Wednesday, July 20, 2005

Probe That Package

Package Holiday Undercover has returned to ITV1 in a new live format with a set very similar to that of Crimewatch and a telephone number permanently on the screen. The presenter told us that if they received enough calls about a particular hotel or destination they would put a reporter on a plane the very next morning to investigate.
It occurred to me that Crimewatch, which hasn't changed much in 30 years, could do something similar and take a more proactive approach to crime:

Nick Ross: we need just five more calls about 15 year old Wayne Wiggins in Luton and police officers will visit his home and start the process of serving an Anti Social Behaviour Order.
[presses finger to earpiece] I'm being told that we've just had a call from a Mrs Annabel Goodyear who saw Wayne stick a lump of chewing gum on the back of a computer monitor in the public library. So exciting developments there in Luton. We'll be back with an update after the news. But do remember that this kind of behaviour is extremely common in teenagers. So don't have nightmares. Do sleep well.

The package holiday programme, which must surely be sponsored by the English Tourist Board, was a smorgasbord of schadenfreude for those of us who never leave this sceptred isle.
There was a hotel in Kenya infested with monkeys who stole sweets from residents' bedrooms and then brazenly sat on the balconies eating them. They also invaded the dining room and took food from the plates. We saw a man leap from the table and throw his chair at one of them. This is really no way to behave towards your closest relatives. Then again, it's behaviour that's not entirely unknown at weddings and Christmas family dinners.

Next we were told of the large increase in shark attacks in South Africa and a man cheerfully told us how his leg had been ripped open. I'd like to be sympathetic but I can't help feeling that if you choose to swim with the sharks you deserve all you get.

Then we learned that an entire generation of British children are in danger of drowning in overseas hotel and villa swimming pools. Surprisingly, if you rent a private villa it doesn't come with a trained lifeguard sitting by the pool 24 hours a day. An expert was drafted in to tell us that it's important for parents to keep a close eye on young children who can't swim. Perhaps I'd have been an obsessive parent because I wouldn't let a toddler play anywhere near a deep swimming pool.

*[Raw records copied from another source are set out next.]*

Issue #1346, opened 2021-01-05
Improve how database users are modeled for MySQL and PostgreSQL


matthchr:
**Describe the current behavior**
Our current Kubernetes object graph models database users at a per-database level across all supported database types. This has the advantage of allowing us to configure ownership so that if a user is created for a particular database (and both the user and database are being managed by ASO) then deleting the database will also delete the users in Kubernetes.

The downside of this though is that MySQL and PostgreSQL allow more flexible user management, where a single user may have permissions to many databases. While it's technically possible to have users with permissions to multiple databases in our current model it requires creating many ASO entities all pointing to the same database user. This is not recommended as the reconciliation for each entity will be in competition. Ownership is difficult as well in this model, as deleting one database should delete the user in Kubernetes assigned to that database, but _not actually delete the user in the database_ since there are other Kubernetes entities also referring to the same database user.

Even worse than the above: there are permissions which are _server_ level permissions and cannot be granted at the database level. We do not have a good way to model this currently.

**Describe the improvement**
Database users could be modelled more closely to how the various database products actually manage them, where really the user is at the server level and then is granted permissions to 1 or more databases. A CRD might look something like this:

```yaml
apiVersion: azure.microsoft.com/v1alpha2
kind: MySQLUser
metadata:
  name: mysqluser-sample
spec:
  server: mysqlserver-sample-777
  resourceGroup: resourcegroup-azure-operators
  roles:
    - "REPLICATION CLIENT"
    - "PROCESS"
  databaseRoles:
    mysqldatabase-sample:
      - "SELECT"
      - "INSERT"
      - "UPDATE"
      - "DELETE"
```

This has the following advantages:
1. Easily models what we currently allow.
2. Allows server level permissions.
3. Allows a single user (managed by a single entity in Kubernetes) to have permissions to multiple databases.

The main disadvantage of this approach is that if you want to delete the user entity in Kubernetes when the database is deleted you can no longer do that, as it would now be owned by the database server.

**Additional context**
This would be a **breaking change** and would (eventually) apply to PostgreSQL and MySQL database users, both AAD and normal "flavors" of user.

babbageclunk:
We've had some feedback pointing out that that the user model for Azure SQL matches well with the resources we have now, so we'll be leaving AzureSQLUser and AzureSQLManagedUser as they are. These changes will only be made to MySQLUser, MySQLAADUser and PostgreSQLUser types.

matthchr:
[...]

PR #1357, opened 2021-01-13
Add MySQLUser and MySQLAADUser v1alpha2

babbageclunk:
The new versions of MySQLUser and MySQLAADUser have roles per-database and server-level roles rather than a user being specific to one database. This adds conversions from v1alpha1 -> v1alpha2 (these are always possible), and supports conversion back to v1alpha1 as long as the user doesn't have any server-level roles and has roles in exactly one database. It also includes the yaml situps to connect the conversion webhooks.

This implements #1346 for MySQL. The initial plan had been to split this change into two PRs with the reconciliation changes in a follow-up, but because envtest doesn't support conversion webhooks the CI tests would have prevented this, so reconciliation and controller tests are included as the last two commits.

gif

**If applicable**:
- [x] this PR contains documentation (in the form of samples)
- [x] this PR contains tests


api/v1alpha1/mysqlaaduser_conversion.go
```diff
@@ -0,0 +1,69 @@
...
+	// ObjectMeta
+	dst.ObjectMeta = src.ObjectMeta
+
+	// Spec
+	dst.Spec.ResourceGroup = src.Spec.ResourceGroup
+	dst.Spec.Server = src.Spec.Server
+	dst.Spec.AADID = src.Spec.AADID
+	dst.Spec.Username = src.Spec.Username
+
+	// All roles should be interpreted as database roles in v1alpha2
```
matthchr, line 25: minor: This says what you're doing, but so does the code. I think it makes more sense to expand on the why, for example: "because that was the only kind of role supported by v1alpha1"

api/v1alpha1/mysqluser_conversion.go
```diff
@@ -0,0 +1,73 @@
...
+
+	// Spec
+	dst.Spec.ResourceGroup = src.Spec.ResourceGroup
+	dst.Spec.Server = src.Spec.Server
+	dst.Spec.AdminSecret = src.Spec.AdminSecret
+	dst.Spec.AdminSecretKeyVault = src.Spec.AdminSecretKeyVault
+	dst.Spec.Username = src.Spec.Username
+	dst.Spec.KeyVaultToStoreSecrets = src.Spec.KeyVaultToStoreSecrets
+
+	// All roles should be interpreted as database roles in v1alpha2
```
matthchr, line 27: Same minor comment about sharing the why here

api/v1alpha1/mysqlaaduser_conversion.go
```diff
@@ -0,0 +1,69 @@
...
+	return nil
+}
+
+func (dst *MySQLAADUser) ConvertFrom(srcRaw conversion.Hub) error {
+	src := srcRaw.(*v1alpha2.MySQLAADUser)
+
+	// Converting a v1alpha2 user into a v1alpha1 one is only allowed
+	// if it has exactly one database...
+	if len(src.Spec.DatabaseRoles) != 1 {
+		return errors.Errorf("can't convert user %q to v1alpha1 MySQLAADUser because it has privileges in %d databases", src.ObjectMeta.Name, len(src.Spec.DatabaseRoles))
```
matthchr, line 42: super minor: Would it be worth doing `%T` and passing `dst` so we get the full type name (and also so that refactors catch it).

This is like... super mega minor though.

matthchr: Same thoughts apply to the standard MySQLUser logs too but not going to bother repeating them there.

api/v1alpha2/mysqlaaduser_conversion.go
```diff
@@ -0,0 +1,6 @@
+// Copyright (c) Microsoft Corporation.
+// Licensed under the MIT License.
+
+package v1alpha2
+
+func (*MySQLAADUser) Hub() {}
```
matthchr, line 6: Is this required for impling an interface? If so should we include an interface assertion in here too?

This file looks real weird to me but it also is just doing what the other conversion files are doing I see...

api/v1alpha2/mysqlaaduser_types.go
```diff
@@ -0,0 +1,76 @@
...
+
+import (
+	metav1 "k8s.io/apimachinery/pkg/apis/meta/v1"
+)
+
+// NOTE: json tags are required.  Any new fields you add must have json tags for the fields to be serialized.
+
+// MySQLAADUserSpec defines the desired state of MySQLAADUser
+type MySQLAADUserSpec struct {
+	// +kubebuilder:validation:MinLength:1
```
matthchr, line 14: Use `=` not `:` for the `MinLength` stuff

api/v1alpha2/mysqlaaduser_types.go
```diff
@@ -0,0 +1,76 @@
...
+	ResourceGroup string `json:"resourceGroup"`
+
+	// The server-level roles assigned to the user.
+	Roles []string `json:"roles"`
+
+	// The database-level roles assigned to the user (keyed by
+	// database name).
+	DatabaseRoles map[string][]string `json:"databaseRoles,omitempty"`
+
+	// AAD ID is the ID of the user in Azure Active Directory.
```
matthchr, line 30: minor: I think often we have the required stuff ordered to the top of the file.

api/v1alpha2/mysqluser_conversion.go
```diff
@@ -0,0 +1,6 @@
+// Copyright (c) Microsoft Corporation.
+// Licensed under the MIT License.
+
+package v1alpha2
+
+func (*MySQLUser) Hub() {}
```
matthchr, line 6: Same question here

api/v1alpha2/mysqluser_types.go
```diff
@@ -0,0 +1,71 @@
...
+	// +kubebuilder:validation:Required
+	Server string `json:"server"`
+
+	// +kubebuilder:validation:Pattern=^[-\w\._\(\)]+$
+	// +kubebuilder:validation:MinLength:1
+	// +kubebuilder:validation:Required
+	ResourceGroup string `json:"resourceGroup"`
+
+	// The server-level roles assigned ot the user.
+	Roles []string `json:"roles,omitempty"`
```
matthchr, line 27: I think roles/database roles are optional, move them down below the `// optional` comment?

api/v1alpha2/mysqluser_types.go
```diff
@@ -0,0 +1,71 @@
...
+)
+
+// EDIT THIS FILE!  THIS IS SCAFFOLDING FOR YOU TO OWN!
+// NOTE: json tags are required.  Any new fields you add must have json tags for the fields to be serialized.
+
+// MySQLUserSpec defines the desired state of MySqlUser
+type MySQLUserSpec struct {
+	// INSERT ADDITIONAL SPEC FIELDS - desired state of cluster
+	// Important: Run "make" to regenerate code after modifying this file
+	// +kubebuilder:validation:MinLength:1
```
matthchr, line 17: `=` not `:`

config/crd/patches/webhook_in_mysqlusers.yaml
```diff
@@ -5,6 +5,7 @@ kind: CustomResourceDefinition
 metadata:
   name: mysqlusers.azure.microsoft.com
 spec:
+  preserveUnknownFields: false
```
matthchr, line 8: Is there a story here? Wondering why we need to be explicit here but I don't see the same explicitness in other webhook defs (for example azuresqlusers)

config/samples/azure_v1alpha2_mysqlaaduser.yaml
```diff
@@ -0,0 +1,29 @@
...
+  # When creating a user for a "normal" (non-managed identity) user or
+  # group, this is the OID of the user or group.
+  aadId: 00000000-0000-0000-0000-000000000000
+  # Specify a list of server-level privileges with roles. Privileges
+  # could be one or more of the following: RELOAD, PROCESS, SHOW
+  # DATABASES, REPLICATION SLAVE, REPLICATION CLIENT, CREATE USER
+  # roles:
+  #  - PROCESS
+
+  # Soecify the database-level privileges this user should have.
```
matthchr, line 21:
```suggestion
  # Specify the database-level privileges this user should have.
```

config/samples/azure_v1alpha2_mysqlaaduser.yaml
```diff
@@ -0,0 +1,29 @@
...
+  databaseRoles:
+    mysqldatabase-sample:
+      # The privileges could be one or more of the following: SELECT,
```
matthchr, line 24:
```suggestion
      # The privileges can be one or more of the following: SELECT,
```

I think?

config/samples/azure_v1alpha2_mysqluser.yaml
```diff
@@ -0,0 +1,33 @@
...
+  server: mysqlserver-sample
+  dbName: mysqldatabase-sample
+  resourceGroup: resourcegroup-azure-operators
+  # Specify a list of server-level privileges with roles. Privileges
+  # could be one or more of the following: RELOAD, PROCESS, SHOW
+  # DATABASES, REPLICATION SLAVE, REPLICATION CLIENT, CREATE USER
+  # roles:
+  #  - PROCESS
+
+  # Soecify the database-level privileges this user should have.
```
matthchr, line 15:
```suggestion
  # Specify the database-level privileges this user should have.
```

config/samples/azure_v1alpha2_mysqluser.yaml
```diff
@@ -0,0 +1,33 @@
...
+  databaseRoles:
+    mysqldatabase-sample:
+      # The privileges could be one or more of the following: SELECT,
```
matthchr, line 18:
```suggestion
      # The privileges can be one or more of the following: SELECT,
```
I think?

matthchr (approved):

api/v1alpha2/mysqlaaduser_conversion.go
babbageclunk: Yeah, this is a marker method required for `v1alpha2.MySQLAADUser` to be the hub type for conversions. Really it's so they can specify the interfaces for conversions. Definitely feels pretty odd. I'll add assertions in both the v1 and v2 files.

api/v1alpha2/mysqlaaduser_types.go
babbageclunk: I've done this change in the v1alpha1 file too - I don't think there are any backwards compatibility concerns with that, right?

babbageclunk: Oh actually in that case Roles was required so I haven't changed it.

config/crd/patches/webhook_in_mysqlusers.yaml
babbageclunk: Hmm - I copied it from the other webhook patches (eg MySQLServer) after getting an error on deploy. The only ones that have it are the enabled ones (AzureSQLUser only has one version) - I'm going to add it to all of them to save the next person (or future me) the same confusion.

babbageclunk: Ha, although I can understand your confusion, since AzureSQLUser *does* have webhooks, just not conversions.

matthchr (approved):

matthchr:
Looks like CI failed - could be related to your changes as the tests that failed were some of the negative test cases in MySQLUser?

babbageclunk:
It turns out that envtest [doesn't yet support conversion webhooks](https://github.com/kubernetes-sigs/controller-runtime/issues/998). That means the tests for this PR wouldn't pass without the reconciliation and tests being updated to use the v1alpha2 versions of MySQLUser and MySQLAADUser, so I've included those in this PR (the last two commits).

pkg/resourcemanager/mysql/mysqlaaduser/reconcile.go
```diff
@@ -9,23 +9,24 @@ import (
...
-
-	_ "github.com/go-sql-driver/mysql" //sql drive link
-	"k8s.io/apimachinery/pkg/runtime"
-	"k8s.io/apimachinery/pkg/types"
+	"github.com/Azure/azure-service-operator/pkg/resourcemanager/config"
+	"github.com/Azure/azure-service-operator/pkg/resourcemanager/mysql"
+	mysqlserver "github.com/Azure/azure-service-operator/pkg/resourcemanager/mysql/server"
 )
 
+const mysqlDatabase = "mysql"
```
matthchr, line 28: Is it worth a comment here explaining why this magic database name makes sense? (I assume that this is the default DB name at the server level that lets you manage users?)

pkg/resourcemanager/mysql/mysqlaaduser/reconcile.go
```diff
@@ -150,8 +153,7 @@ func (m *MySQLAADUserManager) Delete(ctx context.Context, obj runtime.Object, op
 	}
 
 	// short circuit connection if database doesn't exist
```
matthchr, line 155:
```suggestion
	// short circuit connection if server doesn't exist
```

pkg/resourcemanager/mysql/mysqlhelper.go
```diff
@@ -90,74 +90,119 @@ func ConnectToSQLDBAsCurrentUser(
...
-// ExtractUserRoles extracts the roles the user has. The result is the set of roles the user has for the requested database
-func ExtractUserRoles(ctx context.Context, db *sql.DB, user string, database string) (map[string]struct{}, error) {
-	if err := helpers.FindBadChars(user); err != nil {
-		return nil, errors.Wrapf(err, "problem found with username")
+func formatUser(user string) string {
+	// Wrap the user name in the weird formatting MySQL uses.
+	return fmt.Sprintf("'%s'@'%%'", user)
+}
+
+// extractUserRoles extracts the roles the user has. The result is the set of roles the user has for the requested database
```
matthchr, line 98:
```suggestion
// ExtractUserDatabaseRoles extracts the per-database roles that the user has. The user can have different permissions to each database. The details of access are returned in the map, keyed by database name.
```

pkg/resourcemanager/mysql/mysqlhelper.go
```diff
@@ -168,7 +213,53 @@ func GrantUserRoles(ctx context.Context, user string, database string, roles []s
 	return nil
 }
 
-func addRoles(ctx context.Context, db *sql.DB, database string, user string, roles map[string]struct{}) error {
+// EnsureUserDatabaseRoles revokes and grants database roles as needed
+// so they match the ones passed in. It returns warning messages if
```
matthchr, line 217: I'm not totally clear how the comment: 
> It returns warning messages if some databases don't exist

is correct?

1. Is `ExtractUserDatabaseRoles` succeeding (but with 0 roles) if the DB doesn't exist? It's not clear to me if that's an error case or an "empty return" case.
2. Other errors when adding/removing roles will also just get reported as warnings right? As a matter of fact based on my read of this function and its caller it seems like even if we cannot assign some roles to some DBs we will still say `Provisioned = true` and `State = "Succeeded"` - that seems probably not correct?

I can sorta see the reasoning around bypassing DB not exists (as maybe next reconcile loop it will), but wonder if we need to be more explicit about checking for errors that aren't that one. Even for that error it might make sense to leave this resource in a "provisioned=false" state as it's not done with all that was asked?

config/samples/azure_v1alpha2_mysqlaaduser.yaml
```diff
@@ -0,0 +1,29 @@
+apiVersion: azure.microsoft.com/v1alpha2
+kind: MySQLAADUser
+metadata:
+  name: mysqlaaduser-sample
+spec:
+  server: mysqlserver-sample
+  dbName: mysqldatabase-sample
```
matthchr, line 7: There is no `dbname` field at this location in the new CRD?

config/samples/azure_v1alpha2_mysqluser.yaml
```diff
@@ -0,0 +1,33 @@
+apiVersion: azure.microsoft.com/v1alpha2
+kind: MySQLUser
+metadata:
+  name: mysqluser-sample
+spec:
+  server: mysqlserver-sample
+  dbName: mysqldatabase-sample
```
matthchr, line 7: There is no `dbname` field at this location in the new CRD?

config/samples/azure_v1alpha2_mysqluser.yaml
```diff
@@ -0,0 +1,33 @@
...
+  resourceGroup: resourcegroup-azure-operators
```
matthchr, line 8: super duper mega minor: IMO put `resourceGroup` above `server` as it's the "parent" in the ownership hierarchy and it feels more natural to read that top to bottom (parent to child to childs-child and so on)

matthchr: Same applies to above sample too

controllers/mysql_combined_test.go
```diff
@@ -152,24 +157,31 @@ func RunMySQLUserHappyPath(ctx context.Context, t *testing.T, mySQLServerName st
...
 		mysql.MySQLDriverName,
 		fullServerName,
-		mySQLDBName,
+		"mysql",
 		mysql.MySQLServerPort,
 		adminUser,
 		adminPassword)
 	assert.NoError(err)
 
+	expectedRoles := mysql.SliceToSet(updatedRoles)
```
matthchr, line 166: May be lacking some tests around the the "DBName doesn't exist" case - it was explicitly mentioned in one of the comments but not sure that this test covers it?

pkg/resourcemanager/mysql/mysqluser/mysqluser_reconcile.go
```diff
@@ -23,6 +23,8 @@ import (
 	keyvaultSecrets "github.com/Azure/azure-service-operator/pkg/secrets/keyvault"
 )
 
+const mysqlDatabase = "mysql"
```
matthchr, line 26: Same comment about possibly worth leaving a "what the heck is this" comment? I think this is a magical DB name that is the default DB but not 100% sure

pkg/resourcemanager/mysql/mysqluser/mysqluser_reconcile.go
```diff
@@ -147,22 +149,27 @@ func (s *MySqlUserManager) Ensure(ctx context.Context, obj runtime.Object, opts
...
-		return false, fmt.Errorf("no roles specified for database user")
+	err = mysql.EnsureUserServerRoles(ctx, db, user, instance.Spec.Roles)
+	if err != nil {
+		err = errors.Wrap(err, "ensuring server roles")
+		instance.Status.Message = err.Error()
+		return false, err
 	}
 
-	err = mysql.GrantUserRoles(ctx, user, instance.Spec.DbName, instance.Spec.Roles, db)
+	warnings, err := mysql.EnsureUserDatabaseRoles(ctx, db, user, instance.Spec.DatabaseRoles)
```
matthchr, line 159: Same comment here about if we really know that what is ending up in warnings here is something we're ok classifying as a warning.

matthchr (commented):
Some minor comments asking for improved comments in a few places, and then one sorta big comment about the behavior when there are failures reconciling DB permissions.

pkg/resourcemanager/mysql/mysqlhelper.go
babbageclunk: Whoops, too hasty editing there, thanks!

pkg/resourcemanager/mysql/mysqlaaduser/reconcile.go
babbageclunk: Nice call - I've moved that constant into `pkg/resourcemanager/mysql ` and renamed the server port and driver name constants there so that they don't stutter.

config/samples/azure_v1alpha2_mysqlaaduser.yaml
babbageclunk: D'oh!

config/samples/azure_v1alpha2_mysqluser.yaml
babbageclunk: Yup yup, definitely agree about the hierarchy here.

pkg/resourcemanager/mysql/mysqlhelper.go
babbageclunk: This makes a lot of sense - after our discussion I'll accumulate the errors for different databases into one error from the Ensure function (even though we still apply the roles for the later databases on an error) and have the user still be provisioned=false in the reconciler.

matthchr (approved):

Although the reconstruction of shark attacks was preceded by a warning to viewers, no such warning was given before footage of Disneyland in France so I went and checked my email while that report was on. The programme had cruelly sent two families from Croydon on a weekend in Disneyland as though living in Croydon weren't misfortune enough for one lifetime.
I noted that a two day package holiday to Disneyland cost as much as I was earning annually in the early seventies, although I would gladly have given up my salary and sold my body on the streets of Soho rather than be sent to Disneyland.

Finally, a couple from Scotland had decided it would be a spiffing idea to get married on the island of Grenada. They had reckoned without Hurricane Ivan which swept across the island during their stay. If the earth didn't move for them, the hotel roof certainly did, collapsing in a shower of concrete.
Bizarrely, Virgin Holidays apologised for the fact that the hurricane had changed course unexpectedly and hit Grenada and refunded their accommodation costs. It seems an expensive tactic for holiday companies to take responsibility for the weather.
I think the Scottish couple should share the blame because you should never go anywhere that hasn't had a Ford named after it. Perhaps they'd confused Grenada with Granada which is as safe as houses. And Capri is absolutely delightful. Personally, I've always fancied Probe in the Balearics but I'm probably getting a bit past it now.


At 2:08 PM, Blogger cello said...

"You are spoiling us with these chocolates, ambassador."

Making up for that lost week with a vengeance, aren't you Willie.

I sort of knew you'd despise Disneyland, and the rational, cerebral, Mahler-loving, Nabakov-reading me does too.

But I have this funny little switch inside my brain that I can flick and then I find I can revel in all manner of naff and kitsch rubbish. All little girls want to be Cinderella you know, and if it's going to happen anywhere it's going to be at Disneyland.

The Disney Corporation is a completely different cup of cha, and nothing can make me admire any part of it.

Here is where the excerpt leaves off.